Just got my email about this. Seeing that this is a GC, I wouldn't be surprised if the 2 new suits in the leaked images won't also be GC along with the Riptide when the new codex comes.


----------



## venomlust (Feb 9, 2010)

Ridiculous rules, as expected. Not experimental, either. /golfclap


----------



## GuiltySparc (Dec 29, 2014)

wow, those rules are a bit ridiculous...

I also think the GC classification is a bit wonky. Its a suit of armor being piloted by a dude, basically the same as a titan, its a vehicle.


----------



## Nordicus (May 3, 2013)

Not a walker. /golfclap


----------



## Loli (Mar 26, 2009)

Ouch, didn't notice they weren't experimental. That's extreme.


----------



## Lord of the Night (Nov 18, 2009)

Love the model. Don't know jack-sh*t about Tau rules/stats so I can't comment on them.


LotN


----------



## venomlust (Feb 9, 2010)

Having a Knight of Khorne survive to engage this sucker in close combat will be very satisfying, at least.


----------



## Khorne's Fist (Jul 18, 2008)

When you positively, absolutely have to kill every last motherfucker on the battlefield, there simply is no substitute. Love it. You can't really argue with the winning formula of putting more guns on your guns, with a side order of guns.


----------



## Xabre (Dec 20, 2006)

The only thing that I can see (I have a habit of devil's advocating) that might be less powerful is that it's ordinance. No direct fire, which means a chance of scatter. It has BS4, but there's still drift involved.
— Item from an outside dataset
PR #756, opened 2020-03-11
calculate_photon_flux/calculate_energy_flux fix and improvement

### LINKED ISSUE #308: calc_energy_flux docstring is confused over lo/hi behavior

also, rumors have suggested there will be another alternate shoulder-mount weapon, that will be a massive missile array. I can't imagine it being wanted more than the pulse bombard.


----------



## Einherjar667 (Aug 23, 2013)




----------



## MidnightSun (Feb 10, 2009)

Interesting to see how it has the Gargantuan special rules listed with a conspicuous absence of Stomp and Feel No Pain. If that's not just FW being forgetful rules writers, it's a hilarious pile of garbage, but other than that it looks like a pretty solid bit of kit. T9 with 10 wounds is a pain in the ass even with the relatively low Invulnerable.


----------



## venomlust (Feb 9, 2010)

Xabre said:


> The only thing that I can see (I have a habit of devil's advocating) that might be less powerful is that it's ordinance. No direct fire, which means a chance of scatter.


I've been scouring the rulebook trying to figure out what you're getting at. I see nothing that says ordnance weapons don't reduce scatter by the BS of the firer.
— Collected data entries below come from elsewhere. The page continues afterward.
PR #758, opened 2020-03-13
Fix test break due to pytest 5.4.0 update (issue #757)

### LINKED ISSUE #757: some of our tests now fail due to pytest=5.4.0
Some of Omar's data-regridding tests are now failing because they rely on an "accidental" feature which has now been "fixed". See https://github.com/pytest-dev/pytest/issues/6909 for more details (and it's not just us that has been bitten by this).

For reference, the tests fail with a message like

```
==================================== test session starts =====================================
platform linux -- Python 3.8.1, pytest-5.4.0, py-1.8.1, pluggy-0.13.1
rootdir: /home/dburke
collected 2329 items / 1 error / 2328 selected

=========================================== ERRORS ===========================================
_ ERROR collecting anaconda/envs/sherpa-wtf/lib/python3.8/site-packages/sherpa-4.12.0+121.g2d36b10e.dirty-py3.8-linux-x86_64.egg/sherpa/models/tests/test_regrid_unit.py _
In function "test_evaluation_space2d_overlaps":
Parameter "x_overlaps" should be declared explicitly via indirect or in function itself
!!!!!!!!!!!!!!!!!!!!!!!!!!! Interrupted: 1 error during collection !!!!!!!!!!!!!!!!!!!!!!!!!!!
====================================== 1 error in 1.23s ======================================
```

It also does not hit all our test configurations on Travis; I don't know if that's just that the new version hasn't made it to all set ups yet or something more interesting on how we set things up.

DougBurke:
# Summary

Update tests to work with the pytest 5.4.0 release. Fixes #757

# Details

The pytest 5.4.0 update changed how "implicit" parameters are
passed around. See

https://github.com/pytest-dev/pytest/issues/6909

for more details.

### DIFF
--- a/sherpa/models/tests/test_regrid_unit.py
+++ b/sherpa/models/tests/test_regrid_unit.py
@@ -1,5 +1,5 @@
 #
-#  Copyright (C) 2017, 2018, 2019  Smithsonian Astrophysical Observatory
+#  Copyright (C) 2017, 2018, 2019, 2020  Smithsonian Astrophysical Observatory
 #
 #
 #  This program is free software; you can redistribute it and/or modify
@@ -439,7 +439,7 @@ def test_regrid1d_error_grid_mismatch_1(setup_1d):
 
 def test_ui_regrid1d_non_overlapping_not_allowed():
     """Integrated data space must not overlap"""
-    
+
     ui.dataspace1d(1,100,2,dstype=Data1DInt)
     b1 = Box1D()
     ui.set_model(b1)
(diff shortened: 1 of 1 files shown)


DougBurke:
It looks like this change may be reverted in `pytest`, but I think it's still worth merging this PR (it is a bit less magical, if anything in pytest can be set to not be magical).

One concern I had was whether this would work with pytest prior to 5.4.0 but fortunately the travis tests include this condition, and it does.

wmclaugh:
@DougBurke-

Dan has reviewed and approved your fix. I note that in the meantime, pytest has already released v5.4.1 which reverts the change. Does the new release have any implications on this PR?

DougBurke:
Thanks for the quick review. I just upgraded to `pytest 5.4.1` and the tests still pass, thankfully.

PR #821, opened 2020-06-04
Add hyperlink to similarly named SHERPA package

hamogu:
This other package has a different purpose, but it's close
enough that users could (and have in the past) confused
the two.


hamogu:
CI failure is clearly not related to this PR. I restarted, but they fail again. I hope it's intermittent and I'll try again in a could of days.

PR #832, opened 2020-06-21
Support building with NumPy 1.19

DougBurke:
# Summary

Support NumPy 1.19. Note that this version of NumPy drops support for version Python 3.5.

# Details

It looks like NumPy 1.19 has changed some things

- numpy.distutils no longer exports Comnand, so get it from distutils (where it came from anyway); it's not clear whether this used to behave differently in the past
- tostring now generates deprecation warnings, so we switch to tobytes (which has been available since NumPy 1.9, which predates Python version 3.5)

### DIFF
--- a/helpers/develop.py
+++ b/helpers/develop.py
@@ -36,7 +36,7 @@ try:
                 shutil.copyfile(sherpa_config.group_location, os.path.join(os.getcwd(), 'group.so'))
 
 except ImportError:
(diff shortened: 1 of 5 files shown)


DougBurke:
Since this is more a build issue than code, I've asked if @Marie-Terrell can review this.

DougBurke:
Thanks for the fast review and merging.

PR #839, opened 2020-06-25
Add requires_fits to test_astro_sim tests and switch to pytest

DougBurke:
# Summary

Fixes an uncommon error with a simulation test, which would fail if
XSPEC support is built but there is no support for FITS files (i.e. AstroPy
or Pycrates is not installed)

# Details

In the unlikely case you have XSPEC support but do not have astropy
the tests would fail. This fixes this. It also updates the test to use pytest
rather than SherpaTestCase (and in doing cleans up the code a little bit
to remove some repeated code).


DougBurke:
@wmclaugh - I marked you for review but should I give it to @dtnguyen2 instead?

Barrage, on the other hand, when fired indirectly doesn't reduce scatter. Perhaps you were confusing the two?


----------



## Xabre (Dec 20, 2006)

Probably just me not being very clear.

You still have a chance of 8" of drift by firing ordinance. No direct fire, as in no lazer pew pew right at a target with roll to hit. It's a big pie plate, so you're gonna hurt people, but it's not as efficient at saying 'THAT TARGET MUST DIE' as a wraithknight with its guns.


----------



## MidnightSun (Feb 10, 2009)

Xabre said:


> Probably just me not being very clear.
> 
> You still have a chance of 8" of drift by firing ordinance. No direct fire, as in no lazer pew pew right at a target with roll to hit. It's a big pie plate, so you're gonna hurt people, but it's not as efficient at saying 'THAT TARGET MUST DIE' as a wraithknight with its guns.


Erm, it's a 7" blast.

You cannot miss a model on anything larger than a 25mm base even if you roll double 6s for Scatter.


----------



## Xabre (Dec 20, 2006)

MidnightSun said:


> Erm, it's a 7" blast.
> 
> You cannot miss a model on anything larger than a 25mm base even if you roll double 6s for Scatter.


Challenge accepted.


----------



## MidnightSun (Feb 10, 2009)

Xabre said:


> Challenge accepted.


I think you'll probably win; 7" blast =/= 7" radius.

Silly Midnight.


----------



## jams (Sep 19, 2009)

250 quid? No deal


----------



## Xabre (Dec 20, 2006)

jams said:


> 250 quid? No deal


My biggest issue right there. It's hard enough to justify this hobby, but I could buy a new computer for the cost of this model.


----------



## el_machinae (Nov 17, 2014)

I'm very much digging the _'blort'_ effect of the fusion eradicator. That pleasant combination of under-killing and over-killing everything you shoot at.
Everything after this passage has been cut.